Closed manmay-nakhashi closed 1 year ago
@lucidrains can you review this changes ?
@manmay-nakhashi thank you Manmay! will take a look later today and get it merged 🙌
@manmay-nakhashi could you also paste a small script for running this end to end in a comment in the PR?
almost there, i'll circle back to this tomorrow morning! thank you Manmay!
@manmay-nakhashi fast response! once you get a working script (like the examples in the readme), let's 🚢 it
import torch
from naturalspeech2_pytorch import (
EncodecWrapper,
Model,
NaturalSpeech2,
SpeechPromptEncoder
)
# use encodec as an example
codec = EncodecWrapper()
model = Model(
dim = 128,
depth = 6,
dim_prompt = 512,
cond_drop_prob = 0.25, # dropout prompt conditioning with this probability, for classifier free guidance
condition_on_prompt = True
)
# natural speech diffusion model
diffusion = NaturalSpeech2(
model = model,
codec = codec,
timesteps = 1000
).cuda()
# mock raw audio data
raw_audio = torch.randn(4, 327680).cuda()
prompt = torch.randn(4, 32768).cuda() # they randomly excised a range on the audio for the prompt during training, eventually will take care of this auto-magically
text = torch.randint(0, 100, (4, 100)).cuda()
mel_len = torch.tensor([120, 60 , 80, 70]).cuda()
mel = torch.randn(4,80,120).cuda()
text_lens = torch.tensor([100, 50 , 80, 120]).cuda()
pitch = torch.randn(4, 1, 120).cuda()
loss = diffusion(text=text,text_lens=text_lens, mel=mel, mel_len=mel_len,pitch=pitch,audio=raw_audio, prompt = prompt) # pass in the prompt
loss.backward()
@manmay-nakhashi is the mel derived from the raw audio?
Yes
@manmay-nakhashi ok, so we could take care of this automatically within the framework
might be the next logical step!
@manmay-nakhashi where would the pitch come from?

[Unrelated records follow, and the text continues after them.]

PR #4251, opened 2022-02-04
Add a dark mode

claucambra:
This PR adds a dark theme to Nextcloud. It is invoked depending on the OS' system wide theme.

image

image

image

image

image

TODO:

- [ ] Test on Windows (verified works on Linux and macOS)
- [ ] Generally test thoroughly
- [ ] Detect dark/light mode switching


src/gui/tray/activitylistmodel.cpp
```diff
@@ -381,6 +390,22 @@ void ActivityListModel::activitiesReceived(const QJsonDocument &json, int status
...
+            } else if(a._icon.contains("calendar.svg")) {
+                colorIconPath.append("calendar.svg");
+                a._icon = colorIconPath;
+            } else if(a._icon.contains("personal.svg")) {
+                colorIconPath.append("user.svg");
+                a._icon = colorIconPath;
+            }  else if(a._icon.contains("core/img/actions") && Systray::instance()->darkMode()) {
+                a._icon.insert(a._icon.indexOf(".svg"), "-white");
+            }
+        }
```
claucambra, line 407: Ideally these should be acquired directly in the correct color from the server API, with a switch for black/white in the activity request

splitt3r:
Great work the screenshots look promising ❤️ looking forward to it.

mgallien:
tested dark mode on Plasma workspace and noticed that indeed it would be best to do something as currently the settings dialog follow the workspace theme but not the main dialog for example
that gives a feeling of inconsistency

mgallien:
@claucambra I have a general question
I tested without your PR on Plasma workspace with a dark color theme and settings dialog is following the theme and not the QML main dialog.
Why do we not get an updated color palette in that case ?
My understanding is that Qt Quick Controls V2 is following the system palette. Is this correct ?
At least I would expect some QML themes to be able to do that.
I guess we should better make sure that we change the color palette globally in the application such that proper colors are used everywhere rather than the current approach that is customizing a lot of UI elements to make them play nice with color themes.

jancborchardt (changes requested):
Nice, awesome work @claucambra! :)

Just one point: The grey on hover/focus of an entry seems a bit light (resulting in too little contrast with the text), could that be a bit darker?
Does it use the values of the server, or some desktop standard?

claucambra:
> Nice, awesome work @claucambra! :)
> 
> Just one point: The grey on hover/focus of an entry seems a bit light (resulting in too little contrast with the text), could that be a bit darker? Does it use the values of the server, or some desktop standard?

It is just something I set for testing, I will set the hover color used by the server :)

claucambra:
> @claucambra I have a general question I tested without your PR on Plasma workspace with a dark color theme and settings dialog is following the theme and not the QML main dialog. Why do we not get an updated color palette in that case ? My understanding is that Qt Quick Controls V2 is following the system palette. Is this correct ? At least I would expect some QML themes to be able to do that. I guess we should better make sure that we change the color palette globally in the application such that proper colors are used everywhere rather than the current approach that is customizing a lot of UI elements to make them play nice with color themes.

The default QML theme we are using here does not follow the general system Qt palette, no, we would need to write one that would pull these colours from the Qt theme

As a simple fix we could create a custom palettecomponent  that follows the system palette for the root Window component. We can provide the correct colours to this QML palette component through the Theme class

mgallien:
> > @claucambra I have a general question I tested without your PR on Plasma workspace with a dark color theme and settings dialog is following the theme and not the QML main dialog. Why do we not get an updated color palette in that case ? My understanding is that Qt Quick Controls V2 is following the system palette. Is this correct ? At least I would expect some QML themes to be able to do that. I guess we should better make sure that we change the color palette globally in the application such that proper colors are used everywhere rather than the current approach that is customizing a lot of UI elements to make them play nice with color themes.
> 
> The default QML theme we are using here does not follow the general system Qt palette, no, we would need to write one that would pull these colours from the Qt theme
> 
> As a simple fix we could create a custom palette component that follows the system palette for the root Window component. We can provide the correct colours to this QML palette component through the Theme class. As long as we set the palette at the Window level then it should propagate to all child components

that solution would be nice
please try it :smile:

src/gui/systray.cpp
```diff
@@ -223,6 +223,29 @@ bool Systray::useNormalWindow() const
...
+{
+#if defined(Q_OS_MACOS)
+    return osXInDarkMode();
+// Windows: Check registry for dark mode
+#elif defined(Q_OS_WIN)
+    const auto darkModeSubkey = QStringLiteral("Software\\Microsoft\\Windows\\CurrentVersion\\Themes\\Personalize");
+    if (!Utility::registryKeyExists(HKEY_CURRENT_USER, darkModeSubkey)) {
+        return false;
+    }
+    const auto darkMode = Utility::registryGetKeyValue(HKEY_CURRENT_USER, darkModeSubkey, "AppsUseLightTheme");
```
allexzander, line 236: `QStringLiteral `around _"AppsUseLightTheme"_

src/gui/systray.cpp
```diff
@@ -223,6 +223,29 @@ bool Systray::useNormalWindow() const
...
+    switch (darkMode.toInt()) {
```
allexzander, line 237: can you move this `toInt()` call to `const auto darkMode =?`

src/gui/systray.cpp
```diff
@@ -223,6 +223,29 @@ bool Systray::useNormalWindow() const
...
+    case 0:
+        return true;
+    case 1:
```
allexzander, line 240: Can there be other modes (2, 3, etc.)? If not, maybe remove a switch case and just cast `toBool` instead of `toInt()`?

theme/Style/Style.qml
```diff
@@ -77,8 +80,8 @@ QtObject {
     readonly property int unifiedSearchResulIconLeftMargin: 12
     readonly property int unifiedSearchResulTitleFontSize: topLinePixelSize
     readonly property int unifiedSearchResulSublineFontSize: subLinePixelSize
-    readonly property string unifiedSearchResulTitleColor: "black"
-    readonly property string unifiedSearchResulSublineColor: "grey"
+    readonly property string unifiedSearchResulTitleColor: ncTextColor
```
allexzander, line 83: As far as I can see those `unifiedSearchResulTitleColor` and  `unifiedSearchResulSublineColor` are not used anymore and replaced with `ncTextColor` and `ncSecondaryTextColor` (or, mostly replaced), so, it might make sense to replace them all and remove them from the `Style.qml`?

jancborchardt (approved):
> Hover colour is now the same as the server's

Wonderful @claucambra, good to go design-wise now! :)

claucambra:
> > > @claucambra I have a general question I tested without your PR on Plasma workspace with a dark color theme and settings dialog is following the theme and not the QML main dialog. Why do we not get an updated color palette in that case ? My understanding is that Qt Quick Controls V2 is following the system palette. Is this correct ? At least I would expect some QML themes to be able to do that. I guess we should better make sure that we change the color palette globally in the application such that proper colors are used everywhere rather than the current approach that is customizing a lot of UI elements to make them play nice with color themes.
> > 
> > 
> > The default QML theme we are using here does not follow the general system Qt palette, no, we would need to write one that would pull these colours from the Qt theme
> > As a simple fix we could create a custom palette component that follows the system palette for the root Window component. We can provide the correct colours to this QML palette component through the Theme class. As long as we set the palette at the Window level then it should propagate to all child components
> 
> that solution would be nice please try it 😄

Ok, so after trying the palettes do not propagate down to child elements. The solution I've taken is to instead expose the system palette to QML and to use its colours as some of our UI colours.

Here is a screenshot on Mac:

Untitled

src/gui/systray.cpp
claucambra: Sure, done!

src/gui/systray.cpp
claucambra: Good idea, changed it to a bool

src/gui/systray.cpp
claucambra: Done!

theme/Style/Style.qml
claucambra: Good idea, done

theme/Style/Style.qml
```diff
@@ -8,15 +8,18 @@ QtObject {
...
-    property color ncTextColor: Theme.wizardHeaderTitleColor
-    property color lightHover:  "#f7f7f7"
-    property color menuBorder:  "#bdbdbd"
+    readonly property color ncBlue:      Theme.wizardHeaderBackgroundColor
+    readonly property color ncTextColor: Theme.systemPalette.windowText
+    readonly property color ncSecondaryTextColor: "#808080"
+    readonly property color ncHeaderTextColor: "white"
+    readonly property color lightHover:  Theme.systemPalette.highlight
+    readonly property color menuBorder:  Systray.darkMode ? Qt.lighter(backgroundColor, 3) : Qt.darker(backgroundColor, 1.5)
+    readonly property color backgroundColor: Theme.systemPalette.base
```
mgallien, line 17: sorry but I do not get why you cannot use directly `SystemPalette` qml component to achieve that ?

src/gui/tray/ActivityItem.qml
```diff
@@ -35,6 +31,21 @@ MouseArea {
...
+        delay: Qt.styleHints.mousePressAndHoldInterval
+        text: qsTr("In %1").arg(model.displayLocation)
+        contentItem: Label {
+            text: activityMouseAreaTooltip.text
+            color: Style.ncTextColor
+        }
+        background: Rectangle {
+            border.color: Style.menuBorder
+            color: Style.backgroundColor
+        }
```
mgallien, line 46: if we really need to change the style of every tooltip we ought to build up a real qml style to provide the same customization but without adding more code to every `ToolTip` component

mgallien (commented):
did you had a look at this doc from Qt
https://doc.qt.io/qt-5/qml-qtquick-controls2-applicationwindow.html#palette-prop
should make it possible to use this to change the colors of controls drawn by Fusion qml style

theme/Style/Style.qml
claucambra: SystemPalette is not a QPalette so we cannot apply it to palette properties, also missing a number of properties in a QPalette. Better to get the system palette as a QPalette

src/gui/tray/ActivityItem.qml
claucambra: > did you had a look at this doc from Qt https://doc.qt.io/qt-5/qml-qtquick-controls2-applicationwindow.html#palette-prop should make it possible to use this to change the colors of controls drawn by Fusion qml style

Yes, though this means we have to go from using a Window to an ApplicationWindow component, I suppose this is not a problem?

Regardless, this does not seem to work as intended -- here are some elements with the custom styling removed:

image

CarlSchwan:
image

when viewing the activity for a file

claucambra:
> image
> 
> when viewing the activity for a file

Good catch, fixed:

image

src/gui/tray/UnifiedSearchResultItemSkeleton.qml
```diff
@@ -14,8 +14,8 @@ RowLayout {
     property int titleFontSize: Style.topLinePixelSize
     property int sublineFontSize: Style.subLinePixelSize
 
-    property string titleColor: "black"
-    property string sublineColor: "grey"
+    property string titleColor: Style.ncTextColor
+    property string sublineColor: Style.ncSecondaryTextColor
```
mgallien, line 18: can you check if those properties could be made of type `color`

src/gui/tray/UnifiedSearchResultItemSkeletonContainer.qml
```diff
@@ -13,8 +13,8 @@ Column {
     property int itemHeight: Style.trayWindowHeaderHeight
     property int titleFontSize: Style.topLinePixelSize
     property int sublineFontSize: Style.subLinePixelSize
-    property string titleColor: "black"
-    property string sublineColor: "grey"
+    property string titleColor: Style.ncTextColor
+    property string sublineColor: Style.ncSecondaryTextColor
```
mgallien, line 17: same comment about property type

src/gui/tray/UnifiedSearchResultListItem.qml
```diff
@@ -14,8 +14,8 @@ MouseArea {
     property int titleFontSize: Style.topLinePixelSize
     property int sublineFontSize: Style.subLinePixelSize
 
-    property string titleColor: "black"
-    property string sublineColor: "grey"
+    property string titleColor: Style.ncTextColor
+    property string sublineColor: Style.ncSecondaryTextColor
```
mgallien, line 18: same comment about property type

theme/Style/Style.qml
mgallien: OK

src/libsync/theme.h
```diff
@@ -65,6 +65,8 @@ class OWNCLOUDSYNC_EXPORT Theme : public QObject
     Q_PROPERTY(QColor errorBoxTextColor READ errorBoxTextColor CONSTANT)
     Q_PROPERTY(QColor errorBoxBackgroundColor READ errorBoxBackgroundColor CONSTANT)
     Q_PROPERTY(QColor errorBoxBorderColor READ errorBoxBorderColor CONSTANT)
+
+    Q_PROPERTY(QPalette systemPalette READ systemPalette NOTIFY systemPaletteChanged)
```
mgallien, line 69: should you not make it constant as it seems you never emit `systemPaletteChanged`

src/gui/tray/ActivityItem.qml
mgallien: why did you not choose to use an `ApplicationWindow` in the end ?

src/libsync/theme.cpp
```diff
@@ -889,4 +889,9 @@ QColor Theme::errorBoxBorderColor() const
     return QColor{"black"};
 }
 
+QPalette Theme::systemPalette() const
+{
+    return QGuiApplication::palette();
```
mgallien, line 894: there is a signal emitted when the palette changes, maybe you should connect `QGuiApplication::paletteChanged` to `Theme::systemPaletteChanged` and use it in `Systray` to react to palette changes (like switching between dark to normal color themes)

src/gui/tray/ActivityItem.qml
claucambra: The palette does not get inherited by child elements, so the change was not needed

src/libsync/theme.cpp
claucambra: Good idea, done, thanks!

src/libsync/theme.h
claucambra: Hooked up to QGuiApplication signal now

src/gui/tray/UnifiedSearchResultListItem.qml
claucambra: Changed to color

src/gui/tray/UnifiedSearchResultItemSkeleton.qml
claucambra: Changed to color

src/gui/tray/activitylistmodel.cpp
```diff
@@ -200,38 +201,47 @@ QVariant ActivityListModel::data(const QModelIndex &index, int role) const
     }
 
     case ActionIconRole: {
+        qDebug() << "IS DARK: " << Systray::instance()->darkMode();
```
mgallien, line 204: please use categorized debug

src/gui/tray/activitylistmodel.h
```diff
@@ -16,6 +16,7 @@
 #define ACTIVITYLISTMODEL_H
 
 #include <QtCore>
+#include <QGuiApplication>
```
mgallien, line 19: this looks like it is not needed

src/gui/systray.cpp
```diff
@@ -224,6 +224,31 @@ bool Systray::useNormalWindow() const
...
 
+bool Systray::darkMode()
+{
+    if(!_guiAppInstance) {
+        QGuiApplication *ptr = qobject_cast<QGuiApplication *>(QGuiApplication::instance());
+        if(ptr) {
+            _guiAppInstance.reset(ptr);
+            connect(ptr, &QGuiApplication::paletteChanged, this, &Systray::darkModeChanged);
+        }
+    }
```
mgallien, line 235: same question, why do you not connect in the `Systray` constructor ?
and I know our code in this part is a real mess

src/gui/systray.h
```diff
@@ -16,6 +16,7 @@
 #define SYSTRAY_H
 
 #include <QSystemTrayIcon>
+#include <QGuiApplication>
```
mgallien, line 19: is it not possible to just use a forward declaration when using it inside a `QPointer` instance ?

src/libsync/theme.cpp
```diff
@@ -889,4 +889,16 @@ QColor Theme::errorBoxBorderColor() const
     return QColor{"black"};
 }
 
+QPalette Theme::systemPalette()
+{
+    if(!_guiAppInstance) {
+        QGuiApplication *ptr = qobject_cast<QGuiApplication *>(QGuiApplication::instance());
+        if(ptr) {
+            _guiAppInstance.reset(ptr);
+            connect(ptr, &QGuiApplication::paletteChanged, this, &Theme::systemPaletteChanged);
```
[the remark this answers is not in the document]
claucambra: It always returns a nullptr

src/gui/tray/activitylistmodel.cpp
claucambra: Oops, should've removed, removing

src/gui/systray.cpp
claucambra: Like with Theme, the ptr is a nullptr when created in the constructor

src/gui/systray.h
claucambra: it is, done

src/gui/tray/activitylistmodel.h
claucambra: Removed

src/libsync/theme.cpp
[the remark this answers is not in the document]
mgallien: are you sure because I added a log and I get this
```
[ debug nextcloud.gui.systray /home/mgallien/work/nextcloud/desktop/src/gui/systray.cpp:74 ]    [ OCC::Systray::Systray ]:      OCC::Application(0x7fffb8a1af40) OCC::Application(0x7fffb8a1af40)
```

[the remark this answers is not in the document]
claucambra: It might be a valid QApplication pointer but in my testing when converting to a QGuiApplication pointer the result is always a nullptr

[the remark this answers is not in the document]
claucambra: My output:

```
QML debugging is enabled. Only use this in a safe environment.
THEME QObject(0x0)
```

src/gui/systray.cpp
claucambra: Ok unlike with the Theme class there is no issue with putting this in the constructor, so will move it there

mgallien:
@claucambra can you rebase because there are conflicts ?

claucambra:
> @claucambra can you rebase because there are conflicts ?

Yup, done

src/libsync/theme.cpp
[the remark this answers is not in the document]
mgallien: yeah we mindlessly trigger the creation of the `Theme` singleton to read a constant from it set at compilation time

mgallien (approved):

Mika6-9:
Hello.
It would be nice to also modify the icons of Windows Explorer at the same time (Sharing, locking, ...) which are often black and that you no longer see when you switch Windows to dark mode.
(In virtual files mode)

image

Cheers.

@lucidrains there is a function called compute_pitch in naturalspeech2_pytorch we can use that to extract pitch from wav in paper they are also using pitch extraction from pyworld.
@manmay-nakhashi got it! i'll take care of that
ideally the researcher has to pass in as little information as possible, the rest computed, but still giving the option to pass everything in manually
@lucidrains i have made a skeleton for diffusion conditioning, we can keep building on top of this.